Production de drogue et la contrebande en Thailande

Un des barons de la drogue le plus notoire dans les années 1980 et 90 était Khun Sa (M. Prospère), un Birman, protégé par une armée privée dont les rangs étaient gonflés à quelque 800 hommes, il prétendait lutter contre la junte militaire birmane et étant un producteur d'opium et un distributeur majeur d’armes.

Dans les laboratoires de la jungle birmane, ils ont également synthétisé des quantités importantes d'héroïne, de la contrebande principalement vendu aux Etats-Unis et en Europe.

En 1976, il a créé la base en Thaïlande de la province montagneuse du nord de Mae Hong Sorn dans un hameau appelé Ban Hin Taek, d'où il a finalement pris le contrôle de l'ensemble de la frontière birmano-thaïlandaise. Ironiquement, il a fallu des années pour les autorités thaïlandaises à l'expulser du sol thaïlandais. Son ancien bastion, maintenant renommé Ban Khun Sa, est depuis devenu une attraction touristique modeste.

 

Un tribunal de New York est chargée de Khun Sa en 1989 pour avoir tenté d'importer plus 1000 tonnes d'héroïne aux États-Unis. Le général autoproclamé avait audacieusement proposé au gouvernement américain qu'il devrait acheter l’ensemble de sa production d'opium, ou il allait le revendre sur le marché international des stupéfiants. Sous la pression montante de la CIA et du FBI, le gouvernement américain met sa tête à prix pour 2 millions de dollars.
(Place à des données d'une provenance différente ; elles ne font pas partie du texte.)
PR #49, opened 2019-12-02
Add go-micro generator to prototool.yaml

refs:
Generate go-micro definitions for the cs3 apis. Can this generation be added as an optional `extra_modifier` and end up with a unique file?

- [ ] Add missing dependencies


tboerger:
I like that, this would make our efforts easier

labkode:
@tboerger @refs as we've discussed in the Reva channel I don't mind to have the prototool option there however the generated APIs (Go, Python, ...) won't contain the micro-specfic code. The motivation behind is that if I accept it next time someone comes with another extension point for the APIs used by another framework I'm going to have a hard time to say no based on this precedent.

If you need those generated APIs for ocis, I propose that you build the APIs in your own repo. If there would be enough enough traction from people using the APIs from micro we can re-discuss it, but I prefer to be in the caution zone now, I hope you understand. Thanks!

refs:
closing this :)

PR #56, opened 2020-02-05
Adding child count information to message ResourceInfo

DeepDiver1975:
I'd like to propose an additional optional field for the ResourceInfo message:  child_count

With respect to human facing frontends (like phoenix) it could be valuable information to show the number of contained elements.

Let me know what you think of this. THX

### DIFF
--- a/cs3/storage/provider/v1beta1/resources.proto
+++ b/cs3/storage/provider/v1beta1/resources.proto
@@ -86,6 +86,9 @@ message ResourceInfo {
   // OPTIONAL.
   // Arbitrary metadata attached to a resource.
   ArbitraryMetadata arbitrary_metadata = 14;
+  // OPTIONAL
+  // Number of contained children
+  uint64 child_count = 15;
 }
 
 // CanonicalMetadata contains extra metadata


labkode:
@DeepDiver1975 thanks, it makes sense. 

I just wander if we should introduce some recursive fields like these ones:
https://blog.widodh.nl/2015/04/playing-with-cephfs-recursive-statistics/

Which one could be interested for Phoenix? And also with the child_count did you expect it to be recursive or only for the direct children (1st level)?

DeepDiver1975:
> And also with the child_count did you expect it to be recursive or only for the direct children (1st level)?

Since I know the implications on computing such values I was only thinking about the direct children.

I guess it would be reasonable to add both? Or even split up these values:

- number of files
- number of folders
- number of symlinks
- number of ....
- total number of children

But this might already be much ....

labkode:
@DeepDiver1975 I think it could be doable at least enterprise-grade storage like Ceph and EOS support them out of the box :)

DeepDiver1975:
so we better define a stuct holding all these folder stats?

PR #62, opened 2020-04-03
ocm: Add user to GenerateInviteTokenRequest

ishank011:


labkode:
@ishank011 the token is sent to a mail, not to an user_id. If we knew the user_id we wouldn't have developed the Invitation Flow ;)

ishank011:
@labkode We aren't taking this from the user. The GenerateInviteToken method creates a random token and returns that to the user, which the user can mail to users from other providers.
The workflow is: GET /invite -> GenerateInviteToken -> InviteManager. The manager needs to know with which user the token has to be associated with.

labkode:
@ishank011 clear now :)

labkode:
> @labkode This user_id is to store which user created the token. The GenerateInviteToken method creates a random token and returns that to the user, which the user can mail to users from other providers. The workflow is: GET /invite -> GenerateInviteToken -> InviteManager. The manager needs to know with which user the token has to be associated with.

The user when generating the token will be already logged in to the system, the InviteManager will know what user is asking to generate the token. 
My question is: why you need to expose the user_id into this message? For what I understand only the token will be consumed by higher layers to send the mail.

ishank011:
Yes that is correct. What I was previously thinking is in the HTTP service, we'll get the user from the context and then pass that to the gateway GRPC, but instead we can use the context at the invite manager level only. Thanks!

Enfin de compte, il se rendit aux fonctionnaires birmans en 1996. La junte n'a jamais été gênée et il a vécu ses dernières années à Rangoon. Khun Sa est décédé le 26 Octobre 2007 à l'âge de 73 ans.

 

L'héroïne continue d'être produite dans les jungles de la Birmanie par les divers groupes rebelles.
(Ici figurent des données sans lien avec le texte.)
PR #66, opened 2020-04-20
[WIP] Add list and add ep for ocm core shares

LovisaLugnegard:


ishank011:
These need to be compliant with the definitions at https://rawgit.com/GEANT/OCM-API/v1/docs.html, like the CreateOCMCoreShare method.

labkode:
Hi, I realized that we don't need to add these methods right now as we won't probably need them. This PR, which is the latest state of the OCM implementation by some vendors removes these two endpoints, only relies on the createShare:
https://github.com/cs3org/OCM-API/pull/37

So we keep this PR in our back in case in the future we'll need to add them.

LovisaLugnegard:
I'll close this PR then, doesn't spark joy.

PR #67, opened 2020-04-21
Add Update message to UpdatePublicShareRequest

refs:
As far as I see, currently there is no way to specify which fields on a public share are to be updated. This changes to the API should account for this.

@labkode question regarding differences between link / collaboration. Are updates intended to be atomic by design? as in: one field at a time, or do we want to instead submit an updated version of the share? Atomic updates on a single field will result on a small overhead, either on the program logic or the network.

Also, should we align both messages? collaboration protobuf definition uses a `oneOf` whereas this uses an `enum`, in both cases the end result is the same.


labkode:
Hi @refs, the update currently is atomic and yes, it brings that overhead. The APIs needs to be extended to allow bulk updates. The problem on Go is that if you send many updates in the same struct in Go as has default values you don't know what really was supposed to be updated.

For example if I have:

```
type uploadPayload struct {
  displayName string
  password string
}
```

And I send:
```
up := &{displayName: "Docs"}
```

Does it mean:
* update displayName only (that is the intention)
* update displayName and remove password (that is not the intention)

So we need to define in a field list what are the fields that need to be updated.
Like an array containing the enums or something like that.

If that is urgent, I can take a look.

refs:
Not urgent at all, just wondering. You're right in that an API designed that way is very ambiguous, I'm okay sticking to atomic updates :)

PR #73, opened 2020-05-13
Add optional password  to public link and update docs

labkode:


labkode:
@refs I prefer not to avoid surprises when exposing the public share struct.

En 2008, une femme de 20 ans, une ressortissante britannique nommé Orobator Samantha (une ethnie du Nigeria) qui a été pris avec 1,6 kilo d'héroïne à l'aéroport de Vientiane Wattay au Laos avant d'essayer de monter à bord d'un avion pour Bangkok. Elle aurait sans doute été condamnée à mort si elle n'avait pas été enceinte en prison car le Code criminel du Laos interdit l'exécution des femmes enceintes. Orobator a reçu une condamnation à perpétuité.

Derrière cette histoire ce cache la mafia birmane…
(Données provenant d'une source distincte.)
PR #76, opened 2020-06-16
Add  Open to gateway API

LovisaLugnegard:
To be able to create an open command in reva.

### DIFF
--- a/cs3/gateway/v1beta1/gateway_api.proto
+++ b/cs3/gateway/v1beta1/gateway_api.proto
@@ -148,12 +148,12 @@ service GatewayAPI {
   rpc UnsetArbitraryMetadata(cs3.storage.provider.v1beta1.UnsetArbitraryMetadataRequest) returns (cs3.storage.provider.v1beta1.UnsetArbitraryMetadataResponse);
   // Creates the home directory for a user.
   rpc CreateHome(cs3.storage.provider.v1beta1.CreateHomeRequest) returns (cs3.storage.provider.v1beta1.CreateHomeResponse);
-  
   // *****************************************************************/
   // ************************ APP PROVIDER ********************/
   // *****************************************************************/
+
   // Returns the iframe url from the WOPI server. The iframe url will let you open the document in the correct online document editor.
-  rpc Open(cs3.app.provider.v1beta1.OpenRequest) returns (cs3.app.provider.v1beta1.OpenResponse);
+  rpc OpenFileInAppProvider(cs3.app.provider.v1beta1.OpenFileInAppProviderRequest) returns (cs3.app.provider.v1beta1.OpenFileInAppProviderResponse);
   // *****************************************************************/
   // ************************ USER SHARE PROVIDER ********************/
   // *****************************************************************/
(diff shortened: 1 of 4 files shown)


glpatcern:
As discussed at the telco, it looks OK to me but I'd like @SamuAlfageme to give his green light as you know better this part.

cs3/gateway/v1beta1/gateway_api.proto
```diff
@@ -308,6 +309,8 @@ service GatewayAPI {
 
   // Creates a new ocm share.
   rpc CreateOCMCoreShare(cs3.ocm.core.v1beta1.CreateOCMCoreShareRequest) returns (cs3.ocm.core.v1beta1.CreateOCMCoreShareResponse);
+  // Returns the iframe url.
+  rpc Open(cs3.app.provider.v1beta1.OpenRequest) returns (cs3.app.provider.v1beta1.OpenResponse);
```
SamuAlfageme, line 313: I would go for a more descriptive name of what the method actually `Open`s  (e.g. `OpenFileInAppProvider()`) and a bit of context on where the iframe URL comes from.

SamuAlfageme: Also, is it a part of the "`OCM CORE`" as the block comment mentions on top? Does it make sense to create a new block for "`APP PROVIDERS`"?

LovisaLugnegard: Good points, will update this!

LovisaLugnegard: Thank you for the comments. I agree that `OpenFileInAppProvider` is a good name! WHat do you think @glpatcern?

glpatcern: Yes! for an API, I like it being verbose.
Also the return URL - being it iframed or not - should reflect the fact that it comes from an external Application. `AppProviderURL`? Any better suggestion?

labkode:
@LovisaLugnegard any update on this one?

cs3/gateway/v1beta1/gateway_api.proto
LovisaLugnegard: 👍 I'll update this

LovisaLugnegard:
@labkode Yes, it's updated now

glpatcern:
(I don't seem to have the ability to "approve" but looks good to me: as discussed, having a more self-explanatory API is excellent here)

labkode:
@ishank011are these changes breaking the recently added provider refactoring?

ishank011:
@labkode no they won't as long as we don't update the go-cs3apis version in reva without adding the corresponding changes. Also, since this is a breaking change, I'd prefer that there's not much of a delay between merging this and the changes in reva, since otherwise anyone wanting to make changes to cs3apis would be blocked.

Also, you might want to update the OpenRequest definition again since I reverted that.

labkode:
@LovisaLugnegard in the Open request the field `  storage.provider.v1beta1.ResourceInfo resource_info = 2;
` should be a reference.

LovisaLugnegard:
@labkode Thanks for finding this, I had forgot to push :)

Alors que l'héroïne est principalement destinée aux marchés de Amérique du Nord et en Europe, les expéditions de comprimés de méthamphétamine (connue sous le nom ya ba, ou à de la drogue folle en Thaïlande) sont distribuer en Thailande par les gangs local, qui 8 ans auparavant étais condamné à mort en Thailande.

Pour éviter de prendre des risques, des gens parfois innocent sont utilisé, comme par exemple des touristes qui doivent prendre la valise d’un pseudo ami, qui contient de la drogue…

 

 

Conclusion et tendances

Le nouveau chef du Bureau de l'Immigration de la Thaïlande, Pol Lt Gen Wuthi Liptapallop, a récemment annoncé sa volonté de lancer une campagne visant à chasser des "centaines de criminels étrangers vivant en Thaïlande". Il a admis dans une interview avec le « Post » le quotidien de Bangkok, que la Thaïlande était connue dans le monde entier comme un havre pour les criminels en raison de ses politiques de visa, facile à vivre.

Il a déclaré que la Thaïlande va d'établir une coopération plus étroite entre les organismes internationaux comme Interpol, le FBI, le Scotland Yard, et leBundeskriminalamt afin de traquer et arrêter les criminels étrangers qui vivent en Thailande ou se cache en Thailande.

«Nous voulons que [Chiang Mai, Pattaya, Koh Samui, et Phuket] et d'autres endroits en Thaïlande soient une destination touristique, et non des lieux de criminels étrangers et des gangs ». Le général a affirmé qu'il avait actuellement non seulement sur son bureau une liste d'environ 1000 étrangers avec des mandats d'arrêt délivrés par les autorités thaïlandaises et dont "au moins la moitié d'entre eux sont encore dans le pays", mais a également affirmé que les procédures de l’immigration allait être améliorée grâce au déploiement d'enregistrement informatisé et aiderait à traquer les suspect.

 

La mafia Thailandaise, elle fortement présente dans le Nord de la Thailande, et gère d’autres sources de revenu.

Il faut également faire la différence entre la bonne et mauvaise mafia.

 

Comme tout les pays du monde, même en Europe et surtout entre le Luxembourg, la Belgique et la France opère également la mafia.